NYAPRS’ First Look at NY’s FY 2020-21 Budget Agreement
April 3, 2020
Between New York’s budget deficit and the devastation caused by COVID-19, this year’s budget process was one of the most pressured and secretive ones in a very long time. Details of both the mental health and Medicaid budgets began to emerge only yesterday, a day after the expected annual April 1 deadline. Following is our best effort to summarize key actions. We will have more to say about it in the coming days
The key questions going in for us were, in a year where New York faced an over $6 billion budget gap:
Could we do better than the initial terms of the mental health budget the Governor released on January 21? In the end, there were not a lot of additions to the Governor’s original funding allocations and levels.
Would the Cuomo Administration find a way to take advantage of federal Virus-related relief funds while making major changes to the Medicaid program? New York’s share of those funds were contingent on no changes in the state’s Medicaid plan and the Governor’s Medicaid Redesign Team’s approach to filling New York’s $2.5 billion budget gap requires major changes in the program.
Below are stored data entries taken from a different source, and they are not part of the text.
PR #3791, opened 2022-04-14
Fix 3x +m data commands

themrrobert:
### Description:

3 of the `+m data` commands are broken because of a Prisma bug. I have got to the bottom of it, and there's nothing we can do on our end except to rewrite our calls using `$queryRawUnsafe()`

### Changes:

Fixes the follow +m data commands:
- Personal Monster KC
- Personal Inferno Death Times
- Personal Farmed Crops

### Other checks:


gc:
We could just do `user_id::text`? But yea not troubled with the unsafe here.

themrrobert:
> yes that should work, too hehe. I really tried to see if there was a way prisma would work properly, maybe i'll submit a PR over there

PR #3793, opened 2022-04-15
Updated GWD/Bandos Bank BG Requirements

6enny6:
Added all nex collection log to the requirements for the gwd/bandos bank bg
Added ancient godsword to the item cost requirement


gc:
This is a pretty random change. Not sure how I feel about it, would also possibly want to remove it from all the current owners?

6enny6:
its not that random, the bg is for completing gwd collection log, which now includes Nex.

I think it makes sense to remove from current owners too.

6enny6:
Actually i am mistaken, our GWD collection log does not have Nex on yet and im not sure that log is even on OSRS, although i still think it would be s fitting change

PR #3804, opened 2022-04-18
Fix Revenants on BSO - Hellfire bow multiplier, cost, etc

themrrobert:
### Description:

Fixes Hellfire bow on Revs. The boost was missing, the cost was missing

### Changes:

- Replaces Hellfire bow boost
- Adds the Hellfire arrow cost back

### Other checks:


gc:
Opinionated changes shouldn't be included like this in a PR thats just to fix a bug.

themrrobert:
> Opinionated changes shouldn't be included like this in a PR thats just to fix a bug.

Fair and fixed

PR #3810, opened 2022-04-19
Achievement Diary Rewards - Buyable/CL

### LINKED ISSUE #2135: Achievement diary gear
## 🚀 Feature Proposal

A way to get multiple items from the achievement diary gear plz

### LINKED ISSUE #3781: Move diary rewards to buy cmd
Move the diary rewards (radas blessing etc) to `+buy`, this will resolve the issue of not being able to get more than 1. 

On OSRS you can buy as many as you want from Perdu. 
https://oldschool.runescape.wiki/w/Perdu

TastyPumPum:
Adds the achievement diary rewards to the buy command provided they have done the original claim.
Adds a cl to track the achievement diary rewards (in custom and uncounted)

Closes #3781 (This might not be the ideal way but I'm open to feedback)
Closes #2135


src/lib/data/buyables/perdu.ts
```diff
@@ -0,0 +1,293 @@
+import resolveItems from '../../util/resolveItems';
+import { Buyable } from './buyables';
+
+export const perduBuyables: Buyable[] = [
+	{
+		name: 'Karamja gloves 1',
+		gpCost: 1000,
+		ironmanPrice: 200,
+		collectionLogReqs: resolveItems(['Karamja gloves 1'])
+	},
```
gc, line 10: I think this entire file could be replaced with just:
```ts
diariesCL.map(itemName => ({ name: itemName, gpCost: 1000, ... })
```

gc (changes requested):

src/lib/data/buyables/perdu.ts
TastyPumPum: Resolved the above comment

src/lib/data/buyables/perdu.ts
```diff
@@ -1,293 +1,9 @@
...
-		gpCost: 1000,
-		ironmanPrice: 200,
-		collectionLogReqs: resolveItems(["Rada's blessing 4"])
-	}
-];
+export const perduBuyables: Buyable[] = diariesCL.map(itemName => ({
+	name: itemName,
+	gpCost: 1000,
+	ironmanPrice: 200,
+	collectionLogReqs: [itemName]
```
gc, line 8: you cant change this to be just strings/item names. (1) any incorrect item names wont cause any error until someone actually tries to buy one (2) its a standard that we always use item IDs, using `resolveItems()`, for things like this.

gc (changes requested):

src/lib/data/buyables/perdu.ts
TastyPumPum: It worked in testing so I assumed it was good, my apologies. I think I have made the relevant changes, and it still works as it should in testing

PR #3813, opened 2022-04-20
Fix bug while converting to BSO ironman

themrrobert:
### Description:

When using the ironman command, under certain circumstances, some data fails to be reset.
This fixes that, and also automatically applies the AgeBypass to irons

### Changes:

- Always processes all Database commands, instead of aborting on fail.
- Adds BypassAge bitfield on the fresh iron
- Logs to Sentry if a DB command actually fails

### Other checks:

### DIFF
--- a/src/lib/minions/functions/becomeIronman.ts
+++ b/src/lib/minions/functions/becomeIronman.ts
@@ -51,21 +51,15 @@ Type \`confirm permanent ironman\` if you understand the above information, and 
 
 		await msg.author.settings.reset();
 
-		try {
-			await Promise.all([
-				prisma.slayerTask.deleteMany({ where: { user_id: msg.author.id } }),
-				prisma.playerOwnedHouse.delete({ where: { user_id: msg.author.id } }),
-				prisma.minigame.delete({ where: { user_id: msg.author.id } }),
-				prisma.xPGain.deleteMany({ where: { user_id: BigInt(msg.author.id) } }),
-				prisma.newUser.delete({ where: { id: msg.author.id } }),
-				prisma.activity.deleteMany({ where: { user_id: BigInt(msg.author.id) } }),
-				prisma.tameActivity.deleteMany({ where: { user_id: msg.author.id } }),
-				prisma.tame.deleteMany({ where: { user_id: msg.author.id } }),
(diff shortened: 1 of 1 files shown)


src/lib/minions/functions/becomeIronman.ts
```diff
@@ -52,23 +55,26 @@ Type \`confirm permanent ironman\` if you understand the above information, and
 
 		try {
 			await prisma.slayerTask.deleteMany({ where: { user_id: msg.author.id } });
-			await prisma.playerOwnedHouse.delete({ where: { user_id: msg.author.id } });
-			await prisma.minigame.delete({ where: { user_id: msg.author.id } });
+			prisma.playerOwnedHouse.delete({ where: { user_id: msg.author.id } }).catch(noOp);
+			prisma.minigame.delete({ where: { user_id: msg.author.id } }).catch(noOp);
 			await prisma.xPGain.deleteMany({ where: { user_id: BigInt(msg.author.id) } });
-			await prisma.newUser.delete({ where: { id: msg.author.id } });
+			prisma.newUser.delete({ where: { id: msg.author.id } }).catch(noOp);
```
gc, line 61: Don't think the `await's` need to be removed on these

src/lib/minions/functions/becomeIronman.ts
```diff
@@ -52,23 +55,26 @@ Type \`confirm permanent ironman\` if you understand the above information, and
...
+			await msg.author.settings.update([
+				[UserSettings.Minion.Ironman, true],
+				[UserSettings.Minion.HasBought, true],
+				[UserSettings.BitField, BitField.BypassAgeRestriction]
+			]);
+			return msg.channel.send('You are now an ironman.');
+		} catch (e) {
+			// Actual database error
+			logError(e, { command: 'minion ironman', user_id: msg.author.id });
+			return msg.channel.send('We are in an unknown state. Likely inconsistent.');
```
gc, line 76: This isn't really an appropriate user error message. Something like: `An error occurred trying to make you an Ironman, please contact us for help.` would be better

gc (changes requested):

src/lib/minions/functions/becomeIronman.ts
themrrobert: Oops that was supposed to be internal message only, alright fixing these up.

PR #3820, opened 2022-04-21
Collecting - White Berries

TastyPumPum:
Adds the white berries to the collectables, with the required qp and relevant skill levels to do the quests.
Used rates from the wiki - https://oldschool.runescape.wiki/w/Money_making_guide/Collecting_white_berries


src/commands/Minion/collect.ts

It appears that the state could receive the full $4.5 billion it’s eligible for in federal aid by delaying some impermissible Medicaid changes while at least half the redesign team’s initiatives could be implemented immediately.
NYAPRS agrees with many of our advocacy colleagues that many of the MRT recommendations in this budget “threaten the health, well-being and independence of low-income people and people with disabilities who rely on the program.” See the statement at the end of this report.
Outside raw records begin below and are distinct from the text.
PR #3826, opened 2022-04-23
BSO - Revert Nex Items for components

TastyPumPum:
Following the positive feedback from the #bso-vote poll.
This now allows you to breakdown the Nex drops for 1 of the relevant component, this makes it so the original way is still the most beneficial and preferred, but gives irons a more realistic way to get components and gives dupes a use. (Especially ancestral components)

### DIFF
--- a/src/lib/data/creatables/bsoItems.ts
+++ b/src/lib/data/creatables/bsoItems.ts
@@ -53,16 +53,16 @@ const nexCreatables: Createable[] = [
 			[itemID('Armadylean components')]: 1
 		}
 	})),
-	...brokenTorvaOutfit.map(part => ({
-		name: `Revert ${getOSItem(part).name}`,
-		inputItems: new Bank().add(part),
+	...brokenTorvaOutfit.map(piece => ({
+		name: `Revert ${getOSItem(piece).name}`,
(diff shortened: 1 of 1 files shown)


src/lib/data/creatables/bsoItems.ts
```diff
@@ -135,6 +135,141 @@ const componentRevertables: Createable[] = [
...
+	},
+	{
+		name: 'Revert torva full helm (broken)',
+		inputItems: {
+			[itemID('Torva full helm (broken)')]: 1
+		},
+		outputItems: {
+			[itemID('Bandosian components')]: 1
+		}
+	},
```
gc, line 147:
```ts
brokenTorvaOutfit.map(piece => ({ name: `Revert ${itemName(piece)`, input: new Bank().add(piece), ... }))
```

Would be significantly shorter and I think easier to maintain.

gc (changes requested):

src/lib/data/creatables/bsoItems.ts
TastyPumPum: Have done it in a similar way to line 50 to keep it more consistent. Have testing it in the testing server let me know if you want me to change it like above though.

Issue #3618, opened 2022-02-22
Emerged inferno and range master cape 


22rifleman:
## 🐛 Bug Report

Ranged master cape equipped in range slot vs avas assembler in range slot. Why should ranged master cape consume more supplies?
![B6077A66-72A0-4948-BFFC-E250D2B52085](https://user-images.githubusercontent.com/91299009/155203060-29a9d9d4-6c5e-4a5b-9b82-48673fe79049.jpeg)
![AE0DD64F-931F-412B-9C4E-D7A5098E8E1A](https://user-images.githubusercontent.com/91299009/155203068-95d33a76-003a-409d-b89e-c68f7d3d0083.jpeg)

PR #3843, opened 2022-04-29
BSO - added range cape check to reduce arrow & dart cost

### LINKED ISSUE #3827: Ranged Master Cape at Inferno
## 🐛 Bug Report

It does not appear as if the ranged master cape ammo saving perk works on normal inferno. 

With Ranged Master Cape: 
image

With Assembler:
image

lordzuku:
### Description:
added master range cape effect to work on zuk

### Changes:

passed a boolean for if a master range cape is worn to the cost object, checked if true & then modified the cost per hour for darts & arrows
### Other checks:

-   [Y ] I have tested all my changes thoroughly.
fixes 
#3827 
#3618


6enny6:
should this be added to lib/data/similaritems.ts ?

lordzuku:
> should this be added to src/lib/data/similaritems.ts ?
> 
> make ranger master act as an assembler

iirc the range max cape shouldnt act as an assembler, otherwise the ammo saving bonuses might stack, would probably need it coded into future commands as a separate ammo saving systems

anthonyburrow:
> would probably need it coded into future commands as a separate ammo saving systems

I believe this already exists in the "specialRemoveItems" function which is called in inferno.ts, however it only accounts for the Assembler:

https://github.com/oldschoolgg/oldschoolbot/blob/10a15038ed377c1a6f5f0a43c466973b030c7e96/src/extendables/User/Bank.ts#L142

I would probably recommend making this function more generalized for BSO additions by adding the Ranged Master Cape percentage in this cost function instead of making a new condition for just the inferno.

lordzuku:
> > would probably need it coded into future commands as a separate ammo saving systems
> 
> I believe this already exists in the "specialRemoveItems" function which is called in inferno.ts, however it only accounts for the Assembler:
> 
> https://github.com/oldschoolgg/oldschoolbot/blob/10a15038ed377c1a6f5f0a43c466973b030c7e96/src/extendables/User/Bank.ts#L142
> 
> I would probably recommend making this function more generalized for BSO additions by adding the Ranged Master Cape percentage in this cost function instead of making a new condition for just the inferno.

unless im mistaken (which i might be, just recently started looking over the project)
that would only apply for regular m k trips & would still need a manual patch for fixing the inferno.

currently there is an already built system for m k trips for range cape saving

PR #3876, opened 2022-05-07
Open all/until

gc:
### Other checks:


src/mahoji/lib/abstracted_commands/openCommand.ts
```diff
@@ -0,0 +1,184 @@
...
+		loot,
+		messages: [
+			`You opened ${amountOpened}x ${openable.openedItem.name}, ${
+				loot.has(openUntil.id)
+					? `until you got a ${openUntil.name}!`
+					: `but you didn't get a ${openUntil.name}!`
+			}`
+		],
+		openables: [openable],
+		kcBank: new Bank().add(openable.openedItem.id)
```
themrrobert, line 86: Shouldn't this be:
```ts
kcBank: new Bank().add(openable.openedItem.id, amountOpened)
```

themrrobert (changes requested):
1 bug and 1 suggestion.

PR #3889, opened 2022-05-10
BSO - Doug 4x ore when mining

TastyPumPum:
Following the positive #bso-votes poll
Adds a perk of doug multiplying ores by 4x.


TastyPumPum:
Magna isn't interested in this.

Issue #3909, opened 2022-05-15
Giveaway timer


6enny6:
Add the timer system thing from `/farming check_patches` where it shows the realtime to the giveaway command, so you can see exactly when it will finish.

This is it currently

![image](https://user-images.githubusercontent.com/76587427/168464139-06f1bfef-7f06-4b50-a409-9a22125136d6.png)

the timers im referencing vvv

![image](https://user-images.githubusercontent.com/76587427/168464188-1a66e4f2-03ad-4d05-93ab-a866dbe26bef.png)

6enny6:
this could be added to all minion trip sending messages too

![image](https://user-images.githubusercontent.com/76587427/168479132-3f5bc78c-e080-4b3d-8078-ddaea6a47ef8.png)

PR #3911, opened 2022-05-15
BSO Giveaway Timer Format Change

Superwhammybar:
https://github.com/oldschoolgg/oldschoolbot/issues/3909

### Description:

The current format involves people having to do maths, and people are lazy.

### Changes:

Use the time builder (similar to check_patches command) to construct both the finishing date/time and the relative finish time when the message is viewed.

Now looks like this:
image

### Other checks:

### DIFF
--- a/src/commands/Minion/giveaway.ts
+++ b/src/commands/Minion/giveaway.ts
@@ -71,10 +71,10 @@ export default class extends BotCommand {
 		}
 
 		const message = await msg.channel.sendBankImage({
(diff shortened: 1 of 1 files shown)


gc:
Why is this a BSO pr? it doesnt look bso-specific

Superwhammybar:
You're right, in my head I assumed it was BSO for some reason. I will fix.

Superwhammybar:
Remade here https://github.com/oldschoolgg/oldschoolbot/pull/3917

We also decry cuts that are essentially imposed on low income New Yorkers when the state could and should have increased taxes on wealthy residents.
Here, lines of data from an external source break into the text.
PR #3925, opened 2022-05-17
BSO - Fix DG XP and Rates Displayed on Return

anthonyburrow:
### Description:

Currently the XP, XP rate, and token rate shown on the Dungeoneering trip return message are not correct, as 1. the XP does not account for master cape multiplier and 2. the rates shown were only the XP or tokens from the trip itself instead of an actual rate.

This fixes most said problems, and the end trip message is much more understandable, however the XP *rate* still does not account for the master cape multiplier. To keep the same format as before, you may need some way of returning the raw XP value calculated from addXP(). A change like this would also help fix the incorrect Wintertodt and Farming XP shown too.

### Changes:

- Make use of the addXP return for the XP shown.
- Use the correct variable in rawXPHr calculation so that an actual rate is given.
- Calculate the tokens per hour directly instead of letting Gorajan XP boost influence the result beforehand.

### Other checks:

### DIFF
--- a/src/tasks/minions/dungeoneeringActivity.ts
+++ b/src/tasks/minions/dungeoneeringActivity.ts
@@ -44,17 +44,20 @@ export default class extends Task {
 				bonusXP += Math.floor(xp * (gorajanEquipped / 2));
 				xp += bonusXP;
 			}
-			await u.addXP({
+			const xpStr = await u.addXP({
 				skillName: SkillsEnum.Dungeoneering,
 				amount: xp / 5,
-				duration
+				duration,
+				minimal: true
 			});
 			await u.settings.update(
 				UserSettings.DungeoneeringTokens,
 				u.settings.get(UserSettings.DungeoneeringTokens) + tokens
 			);
-			let rawXPHr = (xp / (duration / Time.Minute)) * 60;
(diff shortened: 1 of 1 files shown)


src/tasks/minions/dungeoneeringActivity.ts
```diff
@@ -44,17 +44,20 @@ export default class extends Task {
...
+				minimal: true
 			});
 			await u.settings.update(
 				UserSettings.DungeoneeringTokens,
 				u.settings.get(UserSettings.DungeoneeringTokens) + tokens
 			);
-			let rawXPHr = (xp / (duration / Time.Minute)) * 60;
-			rawXPHr = Math.floor(xp / 1000) * 1000;
+			let rawXPHr = (xp / minutes) * 60;
+			rawXPHr = Math.floor(rawXPHr / 1000) * 1000;
```
gc, line 58: Is this going to result in the xp/hr being shown twice in the message? I tried looking for your testing of this PR in the testing server, but couldnt find any dung related stuff.

gc (changes requested):

gc:
Closing due to no response. Feel free to re-open if you wish.

PR #4923, opened 2023-02-05
Show qty owned when offering and limit to what is owned

### LINKED ISSUE #4362: /offer quantity owned
## 🚀 Feature Proposal

add the amount of items you own for items you /offer similar to how it is in /open

osrsjobbo:
### Description:

This closes #4362.

Change the `/offer` command to only show what is owned, and show the qty owned. 

Have built it so the command will also filter if a value is provided. 

Only showing what is owned is potentially contensious, and can be easily removed, but I think showing qty owned is a good addition. 

### Changes:

- Change offer command to show only what is owned and the qty owned. 

### Other checks:

Tested on my own server

### DIFF
--- a/src/mahoji/commands/offer.ts
+++ b/src/mahoji/commands/offer.ts
@@ -1,3 +1,4 @@
+import { User } from 'discord.js';
 import { randArrItem, randInt, roll, Time } from 'e';
 import { ApplicationCommandOptionType, CommandRunOptions } from 'mahoji';
 import { Bank } from 'oldschooljs';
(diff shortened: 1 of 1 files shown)


src/mahoji/commands/offer.ts
```diff
@@ -60,13 +62,23 @@ export const mineCommand: OSBMahojiCommand = {
...
-						value: i.name
-					}));
+			autocomplete: async (value: string, user: User) => {
+				const botUser = await mUserFetch(user.id);
+
+				let offerables = new Set(
+					[...Offerables, ...specialBones.map(i => i.item), ...eggs, ...Prayer.Bones]
+						.map(i => resolveItems(i.name))
+						.map(i => i[0])
+				);
```
gc, line 72: this can be at the top level?

gc (changes requested):

src/mahoji/commands/offer.ts
osrsjobbo: Hopefully that's what you were after.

The budget also grants extraordinary fiscal powers to the Governor that allows him to withhold or change funding levels if he determines that during the year there won’t be sufficient revenues won’t be enough to meet expenses. If that happens, he can unilaterally cut spending if “such action is necessary to respond to the direct and indirect economic, financial and social effects of the Covid-19.” Which means that all of the allocations below could change later in the year depending on the state’s finances.
The new budget calls for up to $8 billion in short-term borrowing, although it is unclear how much New York will borrow on that basis, largely because access to the bond market has grown more restrictive during the economic meltdown.
HUMAN SERVICES
Across the Board Increases for NY’s Human Services Agencies
Despite an extraordinary coming together of over 40 statewide and regional advocates for the state’s behavioral, health and social services organizations, the goal of an across the board 3% increase for each of the next five years (“”3for5) was not funded this year.
Great thanks are due to each of the campaign’s organizers, board and members for each of our relentless and inspiring efforts and especially to our leader Glenn Liebman, CEO of the Mental Health Association in NYS.
Together, our campaign made very impressive progress as the Governor and state legislators and both the Capital and local media came to fully understand, and in many instances, supported our request. I haven’t seen this level of focus and collaboration since the passage of the original Community Reinvestment Act.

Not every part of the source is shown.